CHUCK HINMAN: Lynne McCormack thanks for joining us here at The Public’s Radio. You're the new executive director of the Rhode Island State Council on the Arts. Congratulations.

LYNNE McCORMACK: Thank you, Chuck. It's a pleasure to be here with you today.

CHUCK: And why don't we start there: exactly what is the state council on the arts?

McCORMACK: We work closely with the National Endowment for the Arts. The State Arts arts agency system was established when the National Endowment for the Arts was established in the mid 1960s. And actually, our Senator Pell was really instrumental in establishing the National Endowment for the Arts in this entire system. We support individual artists and organizations, as well as run the state's public art program.

JAMES BAUMGARTNER: I see that one of your previous roles was in creative placemaking. What is creative placemaking and how will this influence your role at RISCA?

McCORMACK: It's the integration of arts and cultural strategies to drive community development outcomes. So: social cohesion, economic prosperity, physical changes to the physical environment, and then also systems change. So how do arts and culture inform all of these different systems.

CHUCK: Have you got some new initiatives that you have in mind for implementing at RISCA now? Or are you just going to wait a while and get used to what's going on there before you launch off into something else?

McCORMACK: Yeah, so luckily, Chuck, I'm inheriting a really great strategic plan that the community created last year, in collaboration with the organization, that really centers equity in all of our grant making. And so the amazing team here of program directors has already done a terrific job, overhauling all of our grant programs to reflect that strategic plan, with really explicit goals of recruiting black, indigenous and bipoc organizations into our grantmaking. in terms of like the future, I think that we all want to be thinking about how we can really work more closely with cities and towns in the coming years and think about the needs that they might have in terms of cultural development. And think together with possibly other state agencies on how to kind of build those programs out and collaborate also.
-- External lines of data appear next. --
Issue #2361, opened 2021-04-22
Typo in BOTOCORE_DEFAUT_SESSION_VARIABLES variable name


adamantoise:
**Describe the bug**
In `botocore/configprovider.py`, the variable name `BOTOCORE_DEFAUT_SESSION_VARIABLES` contains a typo: the word `DEFAUT` should be spelled `DEFAULT`.

stobrien89:
Hi @adamantoise,

Thanks for the heads-up!

nateprewitt:
Hi @adamantoise,

Thanks for reaching out! We're aware of the typo in the variable, but unfortunately, fixing it isn't straight forward. Due to the age of the variable, it's difficult to know what downstream systems may be relying on this particular spelling. Any update would be a breaking change. We could rename the variable and create an alias for the old spelling, but this means users will still get incorrect suggestions in their IDE prompts etc.

For that reason, we haven't really touched it because the options available don't provide a lot of value. That's the conclusion we reached last time this was discussed at least, but please let us know if you have further thoughts.

adamantoise:
No problem if you want to close this as WONTFIX, it's obviously very minor and inconsequential.  It's certainly not worth putting in a lot of effort to fix.  (You could optionally add a comment explaining the unfortunate name if you'd like.)

nateprewitt:
Yeah, I think a brief comment callout is a reasonable suggestion. We'll leave this open to track that as a quick follow up item. Thanks again for reviving the conversation.

adamantoise:
This issue is still present (but, again, of little consequence).  I'd prefer it though if a _human_ closed this rather than a bot, if the decision is not to fix it.

nateprewitt:
This was resolved in #3029, we should be set to close this now.

PR #3029, opened 2023-10-02
Fix typo in configprovider.py

mgenereu:


nateprewitt:
Hi @mgenereu, thanks for the PR. Unfortunately, this is a breaking change. We've discussed this in #2361 previously. We could add a short note about this for future readers, but otherwise won't be changing the variable name.

mgenereu:
@nateprewitt Like that?

nateprewitt (approved):

nateprewitt:
Yep, thanks @mgenereu!

PR #3031, opened 2023-10-04
Account ID endpoint routing

dlm6693:
Adds the ability for AWS services to route customers to account ID-specific endpoints. This PR can be reviewed in two parts.

## Part 1 (commits 1-2)
Adds `account_id` as an optional input to `Credentials`, `RefreshableCredentials` and `ReadOnlyCredentials`. It is also added to `DeferredRefreshableCredentials` as an internal variable.

It is resolved to a non-null value when possible in a number of supported credential providers:
* `AssumeRoleProvider`/`AssumeRoleWithWebIdentityProvider`: parsed from `AssumedRoleUser.Arn` in assume role response.
* `SSOProvider`: sourced from `sso_account_id` profile parameter in AWS config file
* `EnvProvider`: sourced from `AWS_ACCOUNT_ID` environment variable
* `ConfigProvider`: sourced from `aws_account_id` profile parameter in AWS config file
* `SharedCredentialsProvider`: sourced from `aws_account_id` profile parameter in AWS shared credentials file
* `ProcessProvider`: sourced from `AccountId` parameter returned in credential process response or `aws_account_id` profile parameter if the former isn't available.

It can also be configured statically to a botocore client via the `aws_account_id` arg in `Session.create_client` or the `account_id` arg in `Session.set_credentials`

## Part 2 (commits 3-4)
Adds the config setting `account_id_endpoint_mode` and used during endpoint resolution. When enabled and configured in a service's ruleset, the endpoint resolver will attempt to resolve `AccountId` as an input parameter to the endpoint provider.
* Account ID is treated as an endpoint builtin parameter `Aws::Auth::AccountId` defaulting to `None`. If the config setting is enabled, the parameter is configured in the ruleset and the builtin hasn't been set during the `before-endpoint-resolution` event, account ID will be resolved from credentials.
* valid config settings for `account_id_endpoint_mode` are `preferred`, `required` and `disabled` (case sensitive). Defaults to `preferred` if not supplied by a customer.
* Account ID based routing is always disabled for `UNSIGNED` requests and presigned URLs

## Updates since opening the PR
* Account ID based routing is not disabled for presigned URLs
* endpoint builtin resolution is layered through a couple of abstractions. `CredentialBuiltinResolver` is responsible for actually resolving the account ID value (and future credential builtin values). If/when other types of builtin resolvers are required they will all be passed to `EndpointBuiltinResolver`. This construct has one public API `resolve` which is called by the ruleset resolver.

### DIFF
--- a/.changes/next-release/feature-endpoints-57979.json
+++ b/.changes/next-release/feature-endpoints-57979.json
@@ -1,0 +1,5 @@
+{
+  "type": "feature",
+  "category": "endpoints",
+  "description": "Enables account ID endpoint routing"
+}
--- a/.changes/next-release/feature-endpoints-57979.json
+++ b/.changes/next-release/feature-endpoints-57979.json
@@ -1,5 +1,5 @@
 {
   "type": "feature",
   "category": "endpoints",
-  "description": "Enables account ID endpoint routing"
+  "description": "Adds support for account ID endpoint routing"
 }
--- a/botocore/config.py
+++ b/botocore/config.py
@@ -230,8 +230,18 @@ class Config:
     :type account_id_endpoint_mode: str
     :param account_id_endpoint_mode: Enables or disables account ID based
         endpoint routing for supported operations.
+        Valid options are:
 
-        Defaults to None.
+        * ``preferred`` -- Attempt to resolve account ID during endpoint
+            resolution if supported by the service. If account ID cannot be
+            resolved, fallback to a different endpoint.
+        * ``required`` -- Require account ID to be resolved during endpoint
+            resolution. If account ID cannot be resolved, raises
+            ``AccountIDNotFound`` exception.
+        * ``disabled`` -- Disable account ID based endpoint routing. The SDK
+            will not attempt to resolve account ID during endpoint resolution.
+
+        If not specified, the default behavior is ``preferred``.
     """
 
     OPTION_DEFAULTS = OrderedDict(
--- a/botocore/config.py
+++ b/botocore/config.py
@@ -228,18 +228,14 @@ class Config:
         documentation. Invalid parameters or ones that are not used by the
         specified service will be ignored.
     :type account_id_endpoint_mode: str
-    :param account_id_endpoint_mode: Enables or disables account ID based
-        endpoint routing for supported operations.
+    :param account_id_endpoint_mode: Set account ID based endpoint behavior
+        for supported operations.
         Valid options are:
 
-        * ``preferred`` -- Attempt to resolve account ID during endpoint
-            resolution if supported by the service. If account ID cannot be
-            resolved, fallback to a different endpoint.
-        * ``required`` -- Require account ID to be resolved during endpoint
-            resolution. If account ID cannot be resolved, raises
-            ``AccountIDNotFound`` exception.
-        * ``disabled`` -- Disable account ID based endpoint routing. The SDK
-            will not attempt to resolve account ID during endpoint resolution.
+        * ``preferred`` -- Use account ID based endpoint routing if available.
+        * ``required`` -- Raise ``AccountIDNotFound`` exception if account ID
+            based endpoint routing is unavailable.
+        * ``disabled`` -- Disable account ID based endpoint routing.
 
         If not specified, the default behavior is ``preferred``.
     """
--- a/botocore/config.py
+++ b/botocore/config.py
@@ -227,6 +227,9 @@ class Config:
         the ``Client Context Parameters`` section of the service client's
         documentation. Invalid parameters or ones that are not used by the
         specified service will be ignored.
+    :type account_id_endpoint_mode: str
+    :param account_id_endpoint_mode: Enables or disables account ID based
+        endpoint routing for supported operations.
 
         Defaults to None.
     """
@@ -257,6 +260,7 @@ class Config:
             ('request_min_compression_size_bytes', None),
             ('disable_request_compression', None),
             ('client_context_params', None),
+            ('account_id_endpoint_mode', None),
         ]
     )
 
--- a/botocore/config.py
+++ b/botocore/config.py
@@ -233,7 +233,7 @@ class Config:
         Valid options are:
 
         * ``preferred`` -- Use account ID based endpoint routing if available.
-        * ``required`` -- Raise ``AccountIDNotFound`` exception if account ID
+        * ``required`` -- Raise ``AccountIdNotFound`` exception if account ID
             based endpoint routing is unavailable.
         * ``disabled`` -- Disable account ID based endpoint routing.
 
--- a/botocore/config.py
+++ b/botocore/config.py
@@ -227,6 +227,7 @@ class Config:
         the ``Client Context Parameters`` section of the service client's
         documentation. Invalid parameters or ones that are not used by the
         specified service will be ignored.
+
     :type account_id_endpoint_mode: str
     :param account_id_endpoint_mode: Set account ID based endpoint behavior
         for supported operations.
--- a/botocore/credentials.py
+++ b/botocore/credentials.py
@@ -1084,9 +1084,8 @@ class ProcessProvider(CredentialProvider):
         return creds_dict
 
     def _resolve_account_id(self, parsed_response):
-        return parsed_response.get('AccountId') or self.profile_config.get(
-            'aws_account_id'
-        )
+        account_id = parsed_response.get('AccountId')
+        return account_id or self.profile_config.get('aws_account_id')
 
     @property
     def _credential_process(self):
@@ -1096,9 +1095,8 @@ class ProcessProvider(CredentialProvider):
     def profile_config(self):
         if self._loaded_config is None:
             self._loaded_config = self._load_config()
-        return self._loaded_config.get('profiles', {}).get(
-            self._profile_name, {}
-        )
+        profiles = self._loaded_config.get('profiles', {})
+        return profiles.get(self._profile_name, {})
 
 
 class InstanceMetadataProvider(CredentialProvider):
--- a/botocore/credentials.py
+++ b/botocore/credentials.py
@@ -1251,10 +1251,7 @@ class EnvProvider(CredentialProvider):
                     provider=method, cred_var=mapping['expiry_time']
                 )
 
-            credentials['account_id'] = None
-            account_id = environ.get(mapping['account_id'], '')
-            if account_id:
-                credentials['account_id'] = account_id
+            credentials['account_id'] = environ.get(mapping['account_id'])
 
             return credentials
 
--- a/botocore/credentials.py
+++ b/botocore/credentials.py
@@ -708,13 +708,16 @@ class CachedCredentialFetcher:
 
         creds = response['Credentials']
         expiration = _serialize_if_needed(creds['Expiration'], iso=True)
-        return {
+        creds_dict = {
             'access_key': creds['AccessKeyId'],
             'secret_key': creds['SecretAccessKey'],
             'token': creds['SessionToken'],
             'expiry_time': expiration,
-            'account_id': creds.get('AccountId'),
         }
+        account_id = creds.get('AccountId')
+        if account_id is not None:
+            creds_dict['account_id'] = account_id
+        return creds_dict
 
     def _load_from_cache(self):
         if self._cache_key in self._cache:
@@ -1037,7 +1040,7 @@ class ProcessProvider(CredentialProvider):
             secret_key=creds_dict['secret_key'],
             token=creds_dict.get('token'),
             method=self.METHOD,
-            account_id=creds_dict['account_id'],
+            account_id=creds_dict.get('account_id'),
         )
 
     def _retrieve_credentials_using(self, credential_process):
@@ -1063,18 +1066,22 @@ class ProcessProvider(CredentialProvider):
                 ),
             )
         try:
-            return {
+            creds_dict = {
                 'access_key': parsed['AccessKeyId'],
                 'secret_key': parsed['SecretAccessKey'],
                 'token': parsed.get('SessionToken'),
                 'expiry_time': parsed.get('Expiration'),
-                'account_id': self._resolve_account_id(parsed),
             }
         except KeyError as e:
             raise CredentialRetrievalError(
                 provider=self.METHOD,
                 error_msg=f"Missing required key in response: {e}",
             )
+
+        account_id = self._resolve_account_id(parsed)
+        if account_id is not None:
+            creds_dict['account_id'] = account_id
+        return creds_dict
 
     def _resolve_account_id(self, parsed_response):
         return parsed_response.get('AccountId') or self.profile_config.get(
@@ -1200,7 +1207,7 @@ class EnvProvider(CredentialProvider):
                     expiry_time,
                     refresh_using=fetcher,
                     method=self.METHOD,
-                    account_id=credentials['account_id'],
+                    account_id=credentials.get('account_id'),
                 )
 
             return Credentials(
@@ -1208,7 +1215,7 @@ class EnvProvider(CredentialProvider):
                 credentials['secret_key'],
                 credentials['token'],
                 method=self.METHOD,
-                account_id=credentials['account_id'],
+                account_id=credentials.get('account_id'),
             )
         else:
             return None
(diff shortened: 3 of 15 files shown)


tests/unit/test_credentials.py
```diff
@@ -257,6 +265,7 @@ def get_expected_creds_from_response(self, response):
             'secret_key': response['Credentials']['SecretAccessKey'],
             'token': response['Credentials']['SessionToken'],
             'expiry_time': expiration,
+            'account_id': None,
```
dlm6693, line 268: This change is required since account ID is not conditionally added to the creds dict. We haven't needed to conditionally set params to it in the past and I chose not to here. If it's preferred it's a simple change.

tests/integration/test_credentials.py
```diff
@@ -72,7 +72,10 @@ def test_access_secret_vs_profile_code(self, credentials_cls):
         )
 
         credentials_cls.assert_called_with(
-            access_key='code', secret_key='code-secret', token=mock.ANY
+            access_key='code',
+            secret_key='code-secret',
+            token=mock.ANY,
+            account_id=mock.ANY,
```
dlm6693, line 78: Similar to the assume role unit tests, this was needed since we don't conditionally send the token either even if it is none.

tests/functional/test_credentials.py
```diff
@@ -198,7 +198,7 @@ def create_assume_role_response(self, credentials, expiration=None):
             },
             'AssumedRoleUser': {
                 'AssumedRoleId': 'myroleid',
-                'Arn': 'arn:aws:iam::1234567890:user/myuser',
+                'Arn': f'arn:aws:iam::{credentials.account_id}:user/myuser',
```
dlm6693, line 201: Since the `AssumedRoleUser` object with a valid arn was already in these tests, account ID will never resolve to a non-None value.

tests/functional/test_credentials.py
```diff
@@ -789,7 +790,8 @@ def assert_session_credentials(self, expected_params, **kwargs):
         expected_creds = self.create_random_credentials()
         response = self.create_assume_role_response(expected_creds)
         session = StubbedSession(**kwargs)
-        stubber = session.stub('sts')
+        config = Config(signature_version=UNSIGNED)
+        stubber = session.stub('sts', config=config)
```
dlm6693, line 794: Without this change `test_assume_role` would always get stuck. I believe it's because the stubber doesn't take full effect until the `before-call` event is emitted, which isn't until after endpoint resolution. So the `assume_role_with_web_identity` call would now only partially be mocked.

Adding this config setting resolved the issue and I believe is an acceptable change because the provider uses `UNSIGNED` in actuality https://github.com/boto/botocore/blob/develop/botocore/credentials.py#L904

botocore/config.py
```diff
@@ -219,6 +219,12 @@ class Config:
     :param disable_request_compression: Disables request body compression if
         set to True.
 
+        Defaults to None.
+
+    :type account_id_endpoint_mode: str
+    :param account_id_endpoint_mode: Enables or disables account ID based
+        endpoint routing for supported operations.
+
```
jonathan343, line 227: We should be providing more information about the possible config options. For example:
```
...
Valid options are:

* ``preferred`` -- ...
* ``disabled`` -- ...
* ``required`` -- ...
```

botocore/config.py
```diff
@@ -219,6 +219,12 @@ class Config:
...
         Defaults to None.
```
jonathan343, line 228: We should explain the default behavior in more detail.

jonathan343 (commented):
Dropping a few comments after a first pass. I can take a deeper look sometime tomorrow.

botocore/exceptions.py
```diff
@@ -814,3 +814,7 @@ class EndpointResolutionError(EndpointProviderError):
 
 class UnknownEndpointResolutionBuiltInName(EndpointProviderError):
     fmt = 'Unknown builtin variable name: {name}'
+
+
+class AccountIDNotFound(EndpointResolutionError):
+    fmt = '`account_id_endpoint_mode is set to `required` but no account ID was found.'
```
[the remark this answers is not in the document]
dlm6693: This was just a miss on my part. I'll update to use double quotes instead.

botocore/regions.py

JAMES: What do you see are some of the biggest challenges facing artists, individual artists, and arts organizations in Rhode Island?

McCORMACK: So, I think, you know, we're still coming out of the pandemic. That's been a really hard time for individual artists and organizations, particularly the organizations that rely on ticket revenue. We're still in a rebuild process with with those folks and with, with individual artists that have kind of lost opportunities for, for income. So I think that's the biggest challenge is just continuing to support local artists and organizations as they reopen as they they reenter the world. I think the other piece is just advocacy and getting the word out about what the arts and culture economy is to the state. We have one of the largest arts and cultural economies in the country in terms of a per capita basis. And I think it's underrecognized. And I'd love to be able to elevate that in terms of advocacy.

CHUCK: We can look and see all the damage done by the pandemic to the arts and the rest of society. Do you see anything positive coming out of that in terms of different ways to work that you had to go to because of the pandemic that you might want to keep now, after it's kind of lessened?

McCORMACK: I think that the role of arts and culture at this moment in time is to reconnect people. Even just recently at the PVD Fest in June, earlier in the summer, people were just, you know, incredibly grateful to be celebrating together again. When we talk about these big events that these organizations are on or even smaller ones, it's really about this human connection and learning about each other's differences. And so I think there's a new appreciation for that. I think it always happened here. But I think because we were on lockdown for – and having to be isolated for two years. People are appreciating it in a different way. And possibly there are ways to leverage that appreciation.

JAMES: Lynn McCormack, Executive Director of the Rhode Island State Council on the Arts, thanks for joining us today.

McCORMACK: Thank you, James. It’s been a pleasure, I hope it’s just the first of many conversations to come.